Task item — Every record below must be set down again exactly as given.

Records for the exercise —

PR #3308, opened 2017-03-20
Log the number of messages sent by the scanners

thc202:
Change HostProcess to also log the number of messages sent by the
scanner when it's logged that it finished. The information is useful to
know more or less how the scanner performed.

 ---
From talks in IRC channel.


psiinon:
Approved but now conflicting.

thc202:
Done.

PR #3310, opened 2017-03-21
Fix baseline for new API security checks

psiinon:
Also fixed bug in the 'delay' changes.


psiinon:
@kingthorin merging this now to expedite the weekly -  please still review and I'll fix it if you spot any problems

Response to this exercise —
PR #3308, opened 2017-03-20
Log the number of messages sent by the scanners

thc202:
Change HostProcess to also log the number of messages sent by the
scanner when it's logged that it finished. The information is useful to
know more or less how the scanner performed.

 ---
From talks in IRC channel.


psiinon:
Approved but now conflicting.

thc202:
Done.

PR #3310, opened 2017-03-21
Fix baseline for new API security checks

psiinon:
Also fixed bug in the 'delay' changes.


psiinon:
@kingthorin merging this now to expedite the weekly -  please still review and I'll fix it if you spot any problems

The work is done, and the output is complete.